In my opinion, titles have meaning when they are division-locked. Titles are the most interesting when they exist to promote the best wrestler in the world in their division. Without being division-locked titles are just... props.

I would've loved a hoss title for the big mufuckers like Wardlow and Lance Archer and Brodie Lee to prove they are the _Best Wrestler Above 250 Pounds_. I would've loved a hardcore title for guys like Darby Allin, Jimmy Havok and Joey Janela to prove that they are the _Best Wrestler Specializing in Hardcore Combat. _Hell, I'd have even seen the logic in a title specifically for comedy acts like Nakazawa and Orange Cassidy and Marko Stunt.

But this random title doesn't _mean _anything to me. It screams Participation Trophy lol.

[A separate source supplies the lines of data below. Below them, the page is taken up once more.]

PR #74, opened 2023-08-09
Add javascript usage example

mocca102:


esezen (approved):
LGTM!

esezen:
@mocca102 I noticed sections are stacked vertically on desktop. Should they be side to side instead?

PR #75, opened 2023-09-06
[CSL-2348] Add support for displaying count and images for search suggestions

esezen:


src/hooks/useCioAutocomplete.ts
```diff
@@ -117,7 +117,7 @@ const useCioAutocomplete = (options: UseCioAutocompleteOptions) => {
             onSubmit({ query });
           }
           try {
-            cioClient?.tracker.trackSearchSubmit(query, { original_query: query });
+            cioClient?.tracker.trackSearchSubmit(query, { originalQuery: query });
```
esezen, line 120: Not related to this PR but had to be updated in this PR because I updated client js version and types have been updated there

src/constants.ts
```diff
@@ -220,3 +220,5 @@ To see this in action:
 4. Next, type "short" in the example autocomplete input field.
   - Notice how the user is presented with only short sleeved items as results.
   - This is because we are filtering to the "Shirts" group`;
+
+export const termsWithImagesAndCountsDescription = `Pass boolean flags for \`displaySearchSuggestionImages\` and \`displaySearchSuggestionResultCounts\` fields to display images and counts for search suggestions.`;
```
stanlp1, line 224: Should we add a note here about making the fields displayable? So they won't just pass the flags and wonder why it doesn't work.

stanlp1 (approved):
Looks pretty good to me. Just one note about the docs.

src/constants.ts
esezen: That's a great idea. I'll update

PR #77, opened 2023-09-13
Fix failing types and add types check as github action

mocca102:


.github/workflows/check-types
```diff
@@ -0,0 +1,23 @@
+name: Run Check Types
```
esezen, line 1: This file is missing an extension. I needs to be `.yml` for it to run

esezen (approved):
LGTM!

PR #80, opened 2023-09-18
Add Remix App usage example and update Readme

mocca102:


README.md
```diff
@@ -29,7 +29,7 @@ import { CioAutocomplete } from '@constructor-io/constructorio-ui-autocomplete';
 function YourComponent() {
   return (
     <div>
-      <CioAutocomplete apiKey="key_M57QS8SMPdLdLx4x" />
+      <CioAutocomplete apiKey="key_M57QS8SMPdLdLx4x" onSubmit={(e) => {console.log(e)}} />
```
mocca102, line 32: onSubmit is required

esezen (commented):
1. Is there a way to remove the "forked from" piece?
image

2. Can we update the Readme in the Code Sandbox to say something like "This is an example for Cio Autocomplete. For more information go to XXX"

3. Is this the most lean version of the Remix app? Are there any files we can remove from the sandbox? If we can strip down the sandbox app to only required components, it might be easier for an end user to quickly understand how it's implemented

esezen:
@mocca102 not urgent, just a reminder of the above

esezen (changes requested):
Not sure why but I'm getting this and the example isn't working 🤔 
image

esezen (approved):
LGTM!

PR #83, opened 2023-09-27
[psl-2716] create a full featured and styled example

HHHindawy:


sblaurock (commented):
This looks great to me, Hossam! Let's let someone else take a closer look though as I'm not as familiar with such things 😄 

Thank you for this!

mocca102 (approved):
LGTM!

jjl014 (commented):
Nice work, this is looking great to me as well! 🚀 

I have some minor comments.

It looks like the dropdown jumps around a bit due to images loading in for the search suggestions/products. Should we give the images or their containers a `min-height` to make it feel a bit less jumpy?

Also, we're surfacing product recommendations in the zero state, but we aren't showing any images. I think it's the same way in the other example we have. Do we not show images in general for zero state recommendations? 🤔

HHHindawy:
> It looks like the dropdown jumps around a bit due to images loading in for the search suggestions/products. Should we give the images or their containers a `min-height` to make it feel a bit less jumpy?
> 

Hmmm... sure, we can do that. But I'm not sure what might be a suitable height to go with 🤔 

> Also, we're surfacing product recommendations in the zero state, but we aren't showing any images. I think it's the same way in the other example we have. Do we not show images in general for zero state recommendations? 🤔

Right now, we don't show images in zero state. This needs to be implemented. I believe we have a ticket for that. If I can't find it though I'll create one 👍 

Do you think we should remove the zero state from this example until we implement that? @jjl014

jjl014 (approved):
Nice work! Thanks for making the changes! 🚀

I'll give AEW a shot at making this interesting but all in all, I think it just cheapens my viewing experience. I really liked the feeling of the show having only one world champion and EVERYONE gunning to be the best wrestler in the world, climbing and falling, climbing and falling. That atmosphere is gone with this participation trophy.



MJF said:


> I always assumed in kayfabe that a champion made more money.
> 
> Obviously they don't specifically mention this or play on that during the shows.
> 
> ...


See, if they gave me any reason, any reason at all, this would be less laughable. If the "TV Title" was more like a "Fight of the Night Bonus" instead of an actual physical belt, that would be interesting. Even if the TV Champion made more money in kayfabe I'd still be like... why? But yeah, it's just an outdated concept that I felt AEW should do without


----------



## RiverFenix (Dec 10, 2011)

My beef with the TNT Title is there is no rules separating it from the World Title, so it's the exact same but branded by the television provider of AEW Dynamite. I think that is a strange dynamic. Time limit, no rope breaks on submissions, 10 second count out, strict DQ rules vs ref discretion for World Title matches, defended once a month minimum could have been enough.


----------



## LifeInCattleClass (Dec 21, 2010)

Maybe it’ll only get defended on the tv show?


----------



## Aedubya (Jul 12, 2019)

Really enjoyed this weeks - much better than last week


----------



## DMD Mofomagic (Jun 9, 2017)

.


----------



## bdon (Nov 12, 2019)

Alpha vs Omega 3 is absolutely a match you can not give away for free. That’s a story that is, what?, 3 years running. You save that for PPV. Omega vs Cody is one I could see used on Dynamite, right now, but with the right storytelling, maybe even AFTER a Dynamite match, that one can be money, too.


----------



## Geeee (Aug 9, 2010)

Jericho vs Pineapple Pete is currently the biggest money match LOL


----------



## TD Stinger (May 9, 2012)

I've been picking Cody vs. Archer in the Finals ever since the tournament was announced. But I'll be honest, the closer we get to the Finals, the more I think Darby could beat Cody in the semis and go to the Finals. Now, if he makes it there, he's losing to Archer.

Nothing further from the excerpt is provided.